仕事で自己実現ってホントにOK?――社会学者、鈴木謙介氏インタビュー(中編)2030 この国のカタチ(5/6 ページ)

» 2010年04月30日 00時00分 公開
[乾宏輝,GLOBIS.JP]

進む家族の内閉化と偽装化

 くじを判断する時に、仕事の外側に「このために仕事をしているんだ」という軸みたいなものがないと、何か客観的に判断できないような気がするんですね。よく言われる話ですけれども、例えば欧州の人なんかは、すごく地元のつながりを大切にしていて。すごく優秀な人とかでも「俺はもうこいつらと酒飲んでバカ騒ぎする時間が毎日とれる限りで仕事にコミットするよ」と。うまく言えないんですが、仕事の外側の視点がちゃんとあるんです。日本の場合、そこがすっぽり欠け落ちてしまっている感じがするんですが……。

鈴木 欧州の場合はもともと領邦性から国ができていますから、地域主義が強いのは当たり前で、地域社会があって国っていうシステムだし、米国っていうのはもともと自治の伝統を重んじますから、国っていうのはあくまで自治体が連合してやっているだけ、合衆国ですから。まあそういうイメージですよね。

社会学入門―人間と社会の未来』(見田宗介著)

 「日本では地域の絆が薄くなっている」と言われていますが、ここには2つの要因があります。1つは、社会学者の見田宗介さんを始めとして多くの人が指摘していることですが、高度成長期に都会に出てきて核家族を形成した人たちにとって、「マイホーム」が失われた家郷の代わり、地元になってしまったんですね。だからこそ、安定した仕事で得た給与は家に入れ、そのカネで家庭の中にたくさんの耐久消費財を入れていくことが、「豊かさ」の内実だった。

 そういう人たち向けにサービス産業が発達しますから、郊外の住宅地のように、地域の絆が非常に薄いところでも、家を買って暮らしていくことが可能だった。つまり、お金を背景に、地域の協力ではなくて、そうした地域から解き離れて、「お家」という小さな地元をつくる。そういう仕組みを理想としてきたということがあります。

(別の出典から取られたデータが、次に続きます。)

PR #33, opened 2018-06-06
Admin Page - List Users & ability to change employee status

William-Unosquare:
chrome_2018-06-06_12-06-51

Adds a list of users to the admin page that we can use as a pathway into editing users, or viewing their holidays. The archive/activate button will allow you to set a user as inactive or active, but this status currently doesn't effect anything in-app. (Finishes S1.1.2)

If this stays we will need to work out some pagination down the line.


BrownMark (changes requested):
Looks great man, amazing amount of work in no time at all. just one comment basically.

web-app/src/components/UserListing/index.jsx
```diff
@@ -0,0 +1,47 @@
...
+      <tbody>
+        <tr>
+          <th>Status</th>
+          <th>Name</th>
+        </tr>
+        {users.map(user => (
+          <tr key={user.employeeId}>
+            <td>
+              <ActiveDot active={user.employeeStatusId === 1} />
+              {user.employeeStatusId === 1 ? 'Active' : 'Inactive'}
```
BrownMark: can we use a constant for the employee status instead of 1 (we use employeeStatus.ACTIVE) elsewhere

BrownMark (changes requested):

BrownMark (approved):
Looks good

PR #37, opened 2018-06-11
Remote working status/Team view

bgribz:
- Adds event styling for remote working status
- Adds team holiday view

The remote working status is hacked in at the minute (there's like a 30% chance the event will be a remote working one just for demoing). Waiting on the back end changes around adding a remote working table before making it any more functional. 

The team view is just a list of events grouped by employee ID, could probably do with some nice styling at some stage.


web-app/src/utilities/holidayStatus.js
```diff
@@ -2,4 +2,5 @@ export default {
   PENDING: 1,
   APPROVED: 2,
   REJECTED: 3,
+  WFH: 4,
```
William-Unosquare, line 5: I'd maybe change this ID to equal 10, in case we need to add more holiday statuses, and just to create a bit of seperation between a holiday and wfh event.

William-Unosquare (commented):
Looks good! Just one comment above

web-app/src/utilities/holidayStatus.js
bgribz: This is all going to change very soon anyway - I imagine it will be working off an `eventType` constant instead to accommodate working remotely vs a holiday. 

I think it's fine for now - 10 seems as arbitrary as 4 - this PR is just to show how remote working could be worked into/displayed on the calendar.

William-Unosquare: Cool, makes sense

William-Unosquare (approved):

web-app/src/components/TeamView/index.js
```diff
@@ -0,0 +1,77 @@
...
+import { PropTypes as PT } from 'prop-types';
+import moment from 'moment';
+import _ from 'lodash';
+
+class TeamView extends Component {
+  getEventsByEmployee = () => {
+    const events =
+      _.sortBy(this.props.events, (e) => e.start.toDate())
+        .filter(x =>
+          x.holidayStatusId !== 3
```
BrownMark: Let's keep the constants rather than magic numbers,

web-app/src/components/common/Event/index.js
```diff
@@ -1,10 +1,14 @@
 import React from 'react';
 import { PropTypes as PT } from 'prop-types';
+import FontAwesomeIcon from '@fortawesome/react-fontawesome';
+import { faHome, faPlane } from '@fortawesome/fontawesome-free-solid';
 import { Container } from './styled';
 
 const Event = ({children, event}) => (
   <Container status={event.holidayStatusId} onClick={children.props.onClick}>
-    {`${event.employee.forename} ${event.employee.surname}`}
+    {event.holidayStatusId === 4 && <FontAwesomeIcon icon={faHome}/>}
```
BrownMark: Same again with constants, even if it is potentially changing.

web-app/src/pages/Dashboard/container.js
```diff
@@ -72,7 +73,9 @@ const DashboardContainer = Wrapped =>
           start: new moment(hol.date, 'YYYY-MM-DD'),
           end: new moment(hol.date, 'YYYY-MM-DD'),
           isHalfday: hol.halfDay,
+          isWFH: false,
           ...hol,
+          holidayStatusId: Math.random() < 0.3 ? 4 : hol.holidayStatusId,
```
BrownMark, line 78: I'm not quite sure what this is about? Basically this has a 3/10 chance of being WFH?

BrownMark (changes requested):

web-app/src/pages/Dashboard/container.js
bgribz: Yep! Since the backend doesn't support remote working events yet I added this so a few events on the calendar would be remote. Again, just for demonstration.

BrownMark (approved):

PR #38, opened 2018-06-12
Feature/s1.5.4 add testsfor components

fraser-uno:
Some unit tests for some of the services, common components, containers and utilities

It's been a while since I've tested React components so if there's any bad practices which I'm sure there will be, then feel free to comment.

Also, in relation to the components wrapped in a container, what would be the best way to test these indepdendently?


web-app/__tests__/common/Button.js
```diff
@@ -0,0 +1,23 @@
...
+describe('Button', () => {
+  it('renders correctly', () => { 
+
+    const obj = { onButtonClick : () => {} };
+    const spy = jest.spyOn(obj, 'onButtonClick');
+
+    const wrapper = shallow(<Button id="button" label="Button" onClick={obj.onButtonClick}/>);    
+    
+    wrapper.find('#button').simulate('click');
+    expect(spy).toHaveBeenCalled();
```
William-Unosquare, line 21: I would split this into it's own it() call, as it has nothing to do with rendering correctly

web-app/__tests__/containers/CreateUser.js
```diff
@@ -0,0 +1,87 @@
...
+    const Container = createUserContainer(CreateUser);
+    const wrapper = shallow(<Container />);
+
+    userService.createUser = jest.fn(() => Promise.resolve({}));
+
+    await wrapper.instance().handleFormSubmit();
+    
+    expect(wrapper.state('loading')).toBe(false);
+    expect(wrapper.state('success')).toBe(true);
+    checkIfFormEqualsInitialState(wrapper);
```
William-Unosquare: Would it be worth splitting this up into 2 tests: "does form submit successfully (check the success state)" and "does form set state back to initial state on submission"? I think it should be more granular.

web-app/__mocks__/sweetalert2.js
```diff
@@ -0,0 +1 @@
+export default jest.fn(() => {});
```
bgribz: Is there any reason for moving these from `setupTests.js`?

web-app/__tests__/containers/Login.js
```diff
@@ -0,0 +1,39 @@
...
+    const Container = loginContainer(Login);
+    const wrapper = shallow(<Container history={ history }/>);
+
+    userService.userLogin = jest.fn(() => Promise.reject( { message: 'error' }));
+
+    wrapper.setState({ email: 'test@test.com', password: 'pass' });
+
+    await wrapper.instance().handleSubmit({ preventDefault: () => {} });
+    // expect(Swal).toHaveBeenCalled();
+  });
```
William-Unosquare: Think you've left an unfinished/broken test in

web-app/src/components/Leave/index.jsx
```diff
@@ -3,7 +3,7 @@ import { PropTypes as PT } from 'prop-types';
 import container from './container';
 import { Card, Button, Modal } from '../common';
 
-export const Leave = props => {
+const Leave = props => {
```
bgribz: Exporting the component here would allow us to test the component itself without the wrapping container. In your test file you'd just have to do a named import e.g. `import { Leave } from 'xyz`

bgribz (changes requested):
Looks good, just a couple of queries.

web-app/__mocks__/sweetalert2.js
fraser-uno: I was experimenting with mocks... Seems to be best practice to move all mocks into a `__mocks__` folder

web-app/src/components/Leave/index.jsx
fraser-uno: Yeah this is what I was wondering about. But in our index.js file where we export all the components we do: 
 `export { default as Leave } from './Leave';`

Would this be conflicting when importing?

web-app/setupTests.js
```diff
@@ -1,6 +1,6 @@
+require('dotenv').config();
 import Enzyme from 'enzyme';
 import EnzymeAdapter from 'enzyme-adapter-react-16';
 
 Enzyme.configure({ adapter: new EnzymeAdapter() });
-
-jest.mock('sweetalert2', () => 'Swal');
+// jest.mock('sweetalert2', jest.fn() );
```
William-Unosquare: Remove unused code

William-Unosquare (changes requested):
Few quick changes but awesome work man - it was really useful to look through this to see how it's done 👍

web-app/src/components/Leave/index.jsx
William-Unosquare: @fraser-uno Nope, because it's the default that's being retrieved, and `Leave` is just what you're assigning it to.

fraser-uno: Oh right okay, cool. We can do this with all components then, whole lot easier

bgribz: @fraser-uno - you're right, sorry, should have been clearer. When you're importing it in the test file, import it from the `Leave` directory rather than the `components` one.

So `import { Leave } from 'components/Leave'`. That'll import the export named `Leave` from the `index.js` file in `components/Leave`

Just for reference, 
`import Leave from 'components/Leave'` would grab the default export, which in this case would be the wrapped component.

Our big file of exports is just so that we can import multiple components in one line. I'm not very good at explaining things so if you want me to run through it with you give me a shout.

web-app/__tests__/containers/Login.js
fraser-uno: Yeah that mock wasn't behaving for me. Going to have to play about with it and spyOn it properly

web-app/__tests__/containers/CreateUser.js
fraser-uno: Yeah, can do. Makes sense

web-app/src/components/Leave/index.jsx
fraser-uno: @bgribz no no that's a good explanation. First time I've come across project with default and named exports so it was bit confusing to get my head around!

William-Unosquare (approved):

BrownMark (approved):

bgribz (approved):

PR #41, opened 2018-06-13
Feature/improved team view

William-Unosquare:
chrome_2018-06-13_12-14-39

Updates team view so that each employee has their own holiday table similar to those found in the admin panel. As a wee bonus I've also added Open Sans as the default font.


web-app/src/components/TeamView/index.js
```diff
@@ -3,67 +3,97 @@ import { PropTypes as PT } from 'prop-types';
...
       return acc;
     }, {});
 
     return eventsByEmployee;
-  }
+  };
+
+  statusToText = status => {
+    switch (status) {
+      case 1:
```
BrownMark, line 35: Can we use the constants here?

BrownMark: Might also be better to separate this out, i suspect it will be reused

BrownMark (changes requested):
Just some minor changes, nothing too taxing :)

BrownMark (approved):

PR #44, opened 2018-06-14
Feature/event icons

William-Unosquare:
- Adds icons to the legend, and all calendar events.
- Changes the legend test as there were a few checks in there that didn't make sense to do as later tests would fail anyway if the requirements weren't met.
- Changed "WFH" to "Working Remotely".


web-app/src/components/common/Errorbox/styled.js
```diff
@@ -1,18 +1,25 @@
 import styled from 'styled-components';
 
 export const ErrorContainer = styled.div`
+<<<<<<< HEAD
```
bgribz: :sob:

web-app/src/utilities/holidayStatus.js
```diff
@@ -1,8 +1,31 @@
+import React from 'react';
+import FontAwesomeIcon from '@fortawesome/react-fontawesome';
+import {
+  faThumbsUp,
```
bgribz, line 4: I'm not sure everything needs an icon - that's what the colours are for. Remote working will need one because it can be one of two types, but I think the colour scheme is clear enough.

Thoughts?

bgribz (dismissed):

web-app/src/utilities/holidayStatus.js
William-Unosquare: I think because remote working will need one that we should keep it consistent & always supply an icon. Also because I wanna power up my reply to you I'm gonna throw some accessibility talk in here and add that colours aren't useful if you're colour-blind.

BrownMark (approved):
Looks good Will.

PR #60, opened 2017-08-12
[WIP] [Example] Feature/attributed text bubble

SD10:
So I'm having trouble getting `NSAttributedString`'s method `boundingRect(size:options:context)` to return a proper size for the `MessageContainerView` when a `MessageLabel` is using attributed text.

The method `sizeThatFits` of `UIView` is returning the proper size. However, the `MessagesCollectionViewFlowLayout` needs this size to determine the height of the cell. Therefore, to use this in the layout object we would have to initialize a temporary `UILabel`, set the attributed text on it, and then call `sizeThatFits` to retrieve the size fitting that text. 

This works fine, but I don't like the overhead of having to initialize a UILabel just to get the size and then throw it away 🤔

I've given `MessagesCollectionViewFlowLayout` a type property - `placeHolderMessagesLabel` in hopes of not having to constantly initialize one in the body of the sizing methods. I'm not sure what the implications of this are 😞

Any feedback would be much appreciated - lurkers? @MacMeDan, @fbartho?

EDIT: The label should probably just be a private instance property and it would just float around for the lifetime of the `MessagesCollectionViewFlowLayout` 😂

### DIFF
--- a/Example/Sources/MockMessage.swift
+++ b/Example/Sources/MockMessage.swift
@@ -39,4 +39,11 @@ struct MockMessage: MessageType {
         self.sentDate = Date()
     }
 
+    init(text: NSAttributedString, sender: Sender, messageId: String) {
+        data = .attributedText(text)
+        self.sender = sender
+        self.messageId = messageId
+        self.sentDate = Date()
+    }
+
 }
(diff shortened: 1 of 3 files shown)


fbartho:
@SD10 -- this is an absolutely common/classic problem with CollectionView/TableView Cell Layouts. -- It's very heavyweight but ends up being what people with complex layouts need to do to measure classic layouts ahead of time.

Instead, you could use a heuristic to estimate message cell size based on contents-length, and then let the cell do auto layout as it comes on-screen. -- This has some performance considerations, but we should measure them with this strategy, as auto layout is probably more friendly than fixed sizing.

Issue #64, opened 2017-08-14
Change color of text. 


MacMeDan:
There is no method to change the color of the text for an `incoming Message` vs `outgoing message`

SD10:
@MacMeDan I was hoping they would use:
```Swift
func messageColor(for message: MessageType, at indexPath: IndexPath, in messagesCollectionView: MessagesCollectionView) -> UIColor
```
Here you get the message passed in so you can check if the message is from the current sender and return a different UIColor accordingly.

I thought about splitting this into two methods for `incoming` and `outgoing`, but I felt like this method was more flexible because you could have an unlimited number of different colors 🤔

fbartho:
@SD10 I like that API -- because my intended use-case is going to have more types of messages in the stream, and incoming/outgoing is only one of the Axis. I also would tweak the coloring for system messages, location updates, and other events in the message stream.

MacMeDan:
Yes I agree @fbartho and I am sorry guys, I definitely worded this in a way that it seemed like I suggesting just `Incoming` and `Outgoing` that was meant to just be an example use case. I am trying to leave it open ended just a method for providing an override point to accomplish this.

SD10:
This is closed by #66

PR #65, opened 2017-08-14
Message Text Color Customization. 

MacMeDan:
Added methods to the `MessagesDisplayDataSource` protocol to allow for text color customization and removed unnecessary parameters.


Sources/MessagesDisplayDataSource.swift
```diff
@@ -26,7 +26,9 @@ import Foundation
 
 public protocol MessagesDisplayDataSource: class, MessagesDataSource {
 
-    func messageColorFor(_ message: MessageType, at indexPath: IndexPath, in messagesCollectionView: MessagesCollectionView) -> UIColor
+    func textColorFor(_ message: MessageType) -> UIColor
```
SD10, line 29: Adding a method for the `textColor` is not a bad idea. I was originally thinking they could override the color of the `messageLabel` in the cell to make this change. This is definitely more friendly. My only concern was adding to the surface area of the API. You could make dozens of these customization methods.

Sources/MessagesDisplayDataSource.swift
```diff
@@ -26,7 +26,9 @@ import Foundation
...
+    
+    func backgroundColorFor(_ message: MessageType) -> UIColor
```
SD10: As for the excluded parameters, those are actually pretty important IMO. We should try and pass in as much information as possible if we have it. You can use `indexPath` to set colors based on even or odd numbered sections for example. You can use `messagesCollectionView` to get the total number of sections.

Sources/MessagesDisplayDataSource.swift
```diff
@@ -41,8 +43,12 @@ public protocol MessagesDisplayDataSource: class, MessagesDataSource {
 }
 
 public extension MessagesDisplayDataSource {
-
-    func messageColorFor(_ message: MessageType, at indexPath: IndexPath, in messagesCollectionView: MessagesCollectionView) -> UIColor {
```
SD10: Unfortunately, I didn't rebase the `v0.5.0` branch so this API is out of date.

SD10 (commented):
Good work but see my comments in #64. I believe this introduces some limitations.

Sources/MessagesDisplayDataSource.swift
MacMeDan: I see this as the only customisation available. I would not add a `textColor` method for the top / bottom / header / footer labels and since they are `attributedText` it doesn't really make sense either.

Sources/MessagesDisplayDataSource.swift
MacMeDan: but what is the reasoning for `in messagesCollectionView: MessagesCollectionView`

MacMeDan: I feel like there could be a method for this information that way you have the option to get it or not. I was just finding the information redundant and that's why I chose that route.  But if you can see a good case for it I could add it back in.

MacMeDan:
Closed #64

SD10:
@MacMeDan The API you were making changes to is outdated. 
`v0.5.0` now represents the current API but there are conflicts.

We should definitely be passing `IndexPath` and `MessagesCollectionView` into all the delegate methods. If we add a delegate method to change the text, it should match the current API:

```Swift
func textColor(for message: MessageType, at indexPath: IndexPath, in messagesCollectionView: MessagesCollectionView) -> UIColor
```

MacMeDan:
@SD10 I think `messageColor` is confusing just as a name itself in determining what the method is doing.

SD10:
@MacMeDan I totally agree. We should rename it to:

```Swift
func backgroundColor(for message: MessageType, at indexPath: IndexPath, in messagesCollectionView: MessagesCollectionView) ->UIColor
```

I'm confused why there are all these commits from `v0.4.0` in this pull request to `v0.5.0`. The `v0.5.0` branch already has these commits...

MacMeDan:
Yes I am also confused. Something went wrong with the rebase. or you rebased the branch and then I did.

fbartho:
This is why I recommend against rebasing (`git pull --rebase`being the only exception)

SD10:
We'll probably just have to open a new PR with the changes. I don't want to corrupt the git history

MacMeDan:
Im just going to close this and make a new request. lets not make branches preemptively.

PR #66, opened 2017-08-14
Message text color2

### LINKED ISSUE #64: Change color of text.

MacMeDan:
Closes #64 
Adds Tests for the `MessagesDisplayDataSource` protocol
Makes `MessagesDisplayDataSource` have a default implementation.
Adds a `textColor` method for setting the color of the text for an individual message.

### DIFF
--- a/Sources/MessagesCollectionView.swift
+++ b/Sources/MessagesCollectionView.swift
@@ -33,8 +33,6 @@ open class MessagesCollectionView: UICollectionView {
     open weak var messagesLayoutDelegate: MessagesLayoutDelegate?
 
     open weak var messageCellDelegate: MessageCellDelegate?
-    
-    open weak var messagesDisplayDataSource: MessagesDisplayDataSource?
 
     private var indexPathForLastItem: IndexPath? {
 
--- a/Sources/MessagesCollectionView.swift
+++ b/Sources/MessagesCollectionView.swift
@@ -33,6 +33,8 @@ open class MessagesCollectionView: UICollectionView {
     open weak var messagesLayoutDelegate: MessagesLayoutDelegate?
 
     open weak var messageCellDelegate: MessageCellDelegate?
+    
+    open weak var messagesDisplayDataSource: MessagesDisplayDataSource?
 
     private var indexPathForLastItem: IndexPath? {
 
--- a/Sources/MessagesDisplayDataSource.swift
+++ b/Sources/MessagesDisplayDataSource.swift
@@ -25,41 +25,52 @@
 import Foundation
 
 public protocol MessagesDisplayDataSource: class, MessagesDataSource {
-
-    func messageColor(for message: MessageType, at indexPath: IndexPath, in messagesCollectionView: MessagesCollectionView) -> UIColor
-
-    func avatar(for message: MessageType, at indexPath: IndexPath, in messagesCollectionView: MessagesCollectionView) -> Avatar
-
+    
+    func textColor(for message: MessageType, at indexPath: IndexPath) -> UIColor
+    
+    func backgroundColor(for message: MessageType, at  indexPath: IndexPath) -> UIColor
+    
+    func avatar(for message: MessageType) -> Avatar
+    
     func messageHeaderView(for message: MessageType, at indexPath: IndexPath, in messagesCollectionView: MessagesCollectionView) -> MessageHeaderView?
-
+    
     func messageFooterView(for message: MessageType, at indexPath: IndexPath, in messagesCollectionView: MessagesCollectionView) -> MessageFooterView?
-
+    
     func cellTopLabelAttributedText(for message: MessageType, at indexPath: IndexPath) -> NSAttributedString?
-
+    
     func cellBottomLabelAttributedText(for message: MessageType, at indexPath: IndexPath) -> NSAttributedString?
-
+    
 }
 
-public extension MessagesDisplayDataSource {
-
-    func messageColor(for message: MessageType, at indexPath: IndexPath, in messagesCollectionView: MessagesCollectionView) -> UIColor {
+// "where Self: MessagesViewController" make these methods a `default` implimentation for any view that subclasses of MessagesViewController
+public extension MessagesDisplayDataSource where Self: MessagesViewController {
+    
+    func textColor(for message: MessageType, at indexPath: IndexPath) -> UIColor {
+        return isFromCurrentSender(message: message) ? .white : .black
+    }
+    
+    func backgroundColor(for message: MessageType, at  indexPath: IndexPath) -> UIColor {
         return isFromCurrentSender(message: message) ? .outgoingGreen : .incomingGray
     }
-
+    
+    func avatar(for message: MessageType) -> Avatar {
+        return Avatar()
+    }
+    
     func messageHeaderView(for message: MessageType, at indexPath: IndexPath, in messagesCollectionView: MessagesCollectionView) -> MessageHeaderView? {
         return nil
     }
-
+    
     func messageFooterView(for message: MessageType, at indexPath: IndexPath, in messagesCollectionView: MessagesCollectionView) -> MessageFooterView? {
         return nil
     }
-
+    
     func cellTopLabelAttributedText(for message: MessageType, at indexPath: IndexPath) -> NSAttributedString? {
         return nil
     }
-
+    
     func cellBottomLabelAttributedText(for message: MessageType, at indexPath: IndexPath) -> NSAttributedString? {
         return nil
     }
-
+    
 }
--- a/Sources/MessagesDisplayDataSource.swift
+++ b/Sources/MessagesDisplayDataSource.swift
@@ -26,11 +26,11 @@ import Foundation
 
 public protocol MessagesDisplayDataSource: class, MessagesDataSource {
     
-    func textColor(for message: MessageType, at indexPath: IndexPath) -> UIColor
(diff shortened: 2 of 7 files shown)


Sources/MessagesDisplayDataSource.swift
```diff
@@ -25,41 +25,52 @@
 import Foundation
 
 public protocol MessagesDisplayDataSource: class, MessagesDataSource {
-
-    func messageColor(for message: MessageType, at indexPath: IndexPath, in messagesCollectionView: MessagesCollectionView) -> UIColor
-
-    func avatar(for message: MessageType, at indexPath: IndexPath, in messagesCollectionView: MessagesCollectionView) -> Avatar
-
+    
+    func textColor(for message: MessageType, at indexPath: IndexPath) -> UIColor
```
SD10: We need the `messagesCollectionView` still 😅

Sources/MessagesDisplayDataSource.swift
```diff
@@ -25,41 +25,52 @@
...
+    
+    func backgroundColor(for message: MessageType, at  indexPath: IndexPath) -> UIColor
```
SD10: We need the `messagesCollectionView` still 😅

Sources/MessagesDisplayDataSource.swift
```diff
@@ -25,41 +25,52 @@
...
+    
+    func avatar(for message: MessageType) -> Avatar
```
SD10: The old API was what I was looking for 😅

MacMeDan: I don't understand this comment.

Sources/MessagesCollectionView.swift
```diff
@@ -33,6 +33,8 @@ open class MessagesCollectionView: UICollectionView {
     open weak var messagesLayoutDelegate: MessagesLayoutDelegate?
 
     open weak var messageCellDelegate: MessageCellDelegate?
+    
+    open weak var messagesDisplayDataSource: MessagesDisplayDataSource?
```
SD10: We don't need this property because `MessagesDisplayDataSource` conforms to `MessagesDataSource`

Sources/MessagesDisplayDataSource.swift
SD10: Sorry, I meant we should continue to use:
```Swift
func avatar(for message: MessageType, at indexPath: IndexPath, in messagesCollectionView: MessagesCollectionView) -> Avatar
```
The goal here is to be able to access any MessageKit component from these methods, just like how UIKit does with UICollectionView & UITableView.

We can access the specific row, the specific section, the `MessagesCollectionView` itself, thus we can also access the `MessagesCollectionViewFlowLayout` object, you can even access a specific `MessagesCollectionViewCell`. I'm not looking for brevity but rather flexibility and customization. @fbartho already mentioned he would need access to more components than just the `MessageType` to make his customizations

MacMeDan: I agree in general but I think in respect to the avatar I think it's unnecessary and will not be used thus is just bloat.

Sources/MessagesCollectionView.swift
MacMeDan: fixed.

SD10:
@MacMeDan Let's try to use descriptive commit messages even if we disagree 😐

The reason why we're passing them in here is because these methods are used by:
```Swift
func collectionView(_ collectionView: UICollectionView, cellForItemAt indexPath: IndexPath) -> UICollectionViewCell
```
You should have everything available to you that UIKit gives you for when these messages are configured.

I just don't think we should sacrifice customization for brevity. Not a single delegate method in `UICollectionView` or `UITableView` is short, and that's by design.

SD10:
@MacMeDan Let's say a user wanted to group recent messages by a user together into a single bubble. Only returning an avatar for the top message in the group. To do this you would need the current `IndexPath` and the `MessagesCollectionView` so that you can evaluate the surrounding messages and determine whether to return an Avatar. It's likely the return type changes to `Avatar?` in the future to support this -- but I haven't worked out the specifics.

I'm just trying to provide you with a use case so you can understand I'm not trying to hyper critical of you or acting on a whim. If I'm ever putting my foot down on something I'll always try to provide sound reasoning.

Sources/MessagesDisplayDataSource.swift
```diff
@@ -25,41 +25,52 @@
...
     func cellBottomLabelAttributedText(for message: MessageType, at indexPath: IndexPath) -> NSAttributedString?
-
+    
 }
 
-public extension MessagesDisplayDataSource {
-
-    func messageColor(for message: MessageType, at indexPath: IndexPath, in messagesCollectionView: MessagesCollectionView) -> UIColor {
+// "where Self: MessagesViewController" make these methods a `default` implimentation for any view that subclasses of MessagesViewController
+public extension MessagesDisplayDataSource where Self: MessagesViewController {
```
SD10: I think this was better without the `Self: MessagesViewController` requirement, because now you only get default behavior for `MessagesViewController`. 

If the `MessagesDisplayDataSource` is another object, you get no defaults. The original implementation gives you defaults for any object because the `MessagesDisplayDataSource` is not dependent on `MessagesCollectionView` -- only the `MessagesDataSource`. 

It's very possible to use this library without the `MessagesViewController` and just the `MessagesCollectionView` in your own controller. It's also very possible to use a view model helper object as the `MessagesDisplayDataSource`. In fact, because they're decoupled from the original `delegate`/`dataSource` methods -- they're not even limited by `NSObjectProtocol` 😃

Tests/TestMessagesViewControllerModel.swift
```diff
@@ -0,0 +1,42 @@
+//
+//  TestMessagesViewControllerModel.swift
+//  MessageKit
+//
+//  Created by Dan Leonard on 8/14/17.
+//  Copyright © 2017 MessageKit. All rights reserved.
+//
+
+import Foundation
+import Foundation
```
SD10: Double import here

Tests/TestMessagesViewControllerModel.swift
```diff
@@ -0,0 +1,42 @@
+//
+//  TestMessagesViewControllerModel.swift
+//  MessageKit
+//
+//  Created by Dan Leonard on 8/14/17.
+//  Copyright © 2017 MessageKit. All rights reserved.
+//
```
SD10: It would be nice if Xcode did something to autogenerate the MIT license at the top of the file 🤔

Sherlouk: This is possible as of Xcode 9, nice article explaining it [here](https://oleb.net/blog/2017/07/xcode-9-text-macros/)!

SD10: @Sherlouk Thanks! Much appreciated 👍

Sources/MessagesDisplayDataSource.swift
MacMeDan: Ahh I did not even give that a thought. Thank you for pointing it out. Also this change was based on the branch before it was rebased on master. I did it to make testing work I could definitely see it being unnecessary. I will change it back and make sure it all works. 💯 Thanks for catching it.

Tests/TestMessagesViewControllerModel.swift
MacMeDan: My Bad.

Tests/TestMessagesViewControllerModel.swift
MacMeDan: Do you want me to manually just put the license or what would you like done in this case?

MacMeDan:
@SD10 
> @MacMeDan Let's say a user wanted to group recent messages by a user together into a single bubble. Only returning an avatar for the top message in the group. To do this you would need the current IndexPath and the MessagesCollectionView so that you can evaluate the surrounding messages and determine whether to return an Avatar. It's likely the return type changes to Avatar? in the future to support this -- but I haven't worked out the specifics.

Thank you for the reasoning this means allot. I have worked with a few people that could not provide this and appreciate the time you took to do so. I will do better at my descriptions.

Tests/TestMessagesViewControllerModel.swift
lzyraining: Check this post https://robots.thoughtbot.com/creating-custom-xcode-templates, it's possible to create a custom template add MIT license.

SD10: @MacMeDan I think we can just paste it manually for now. I'm still using Xcode 8 but we will automate this in Xcode 9 😃 @lzyraining Thank you for that 👍

legalimpurity: Hi Guys, I would like to contribute as well. Your slack invitation is also expired. Can anyone please send me a link at legalimpurity@gmail.com

MacMeDan: Hey @legalimpurity I update the readme link to not expire. https://join.slack.com/t/messagekit/shared_invite/MjI4NzIzNzMyMzU0LTE1MDMwODIzMDUtYzllYzIyNTU4MA

MacMeDan: Looks like you are already in 🤘

MacMeDan:
Alright I think all of the review suggestions have been addressed and this is ready again.

SD10 (approved):
Thanks @MacMeDan 🎉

 その背景には、日本の国土開発の特殊性があります。「地域を作るのではなく、住宅地を作る」という発想のもと、1970年に千里ニュータウン、1971年に多摩ニュータウンがオープンし、第1期入居が開始します。ここから宅地開発というものが急速に進んでいく。1960年代は団地でしたが、1970年代になると本当に家しかない郊外の住宅地というものが、だだっぴろく広がっていくことになった。

 地域から切れて、マイホームを作るのが理想だと考えている限りにおいては、人々の価値観というのは、地域ではなくて家族の方に内閉化、内側に閉じていかざるをえなくなります。日本人に、「一番大切なものは何ですか」と聞くと、この30年ずっと家族が1位で、今本当にダントツ1位で家族なんですけれども、多くの日本人が「家族は大事だ」ということを考えるようになっている。

 また、その家族の内実も、経済的な支えというよりは、精神的な充足を得られる関係だという風に考えられているようなんですね。

 このデータについていえば、いろんな解釈の仕方があります。家族がそうした形で内閉化してくると、お金がない家族は非常に厳しい立場に立たされることになります。例えば、子育てに関しては、「お金があるか、地域や親類縁者のサポートネットワークがないと、子どもを育てるのは難しい」と言われています。しかし、貧しい家でお金がない状況で、「家族というものは自分で守るものだ」という話になってくると、お母さんが夜中まで働きながら、かつ子どもの面倒もみなければならない、それがあるべき家族の姿だとなってしまう。

 つまり、「地域から切れたマイホームをつくる」という理想が、もともとお金がたくさんあるという前提でしか機能しなかった。前提が崩れたとたん、機能しなくなり、家族が様々な負担を背負い込むような形となってしまったというわけなんです。

 さらに、「家族が大事」というデータと反して、家族と過ごす時間というものが短くなっている、「家族と過ごす時間が十分にとれない」と考える人が増えているというデータもあります。つまり、多くの人が「家族は大事だ」と思っているけれども、現実の家族とはあまり一緒にいないという不思議な状況が生まれているんですね。

 僕は、家族の内閉化と並んで、“家族の理想化”ということだと思っています。つまり、今、人々が家族という言葉で連想するのは、家族の“ような”関係のことであって、現実に血のつながっている人たちのつながりではない。それ以上の理念的な何かというものになっている。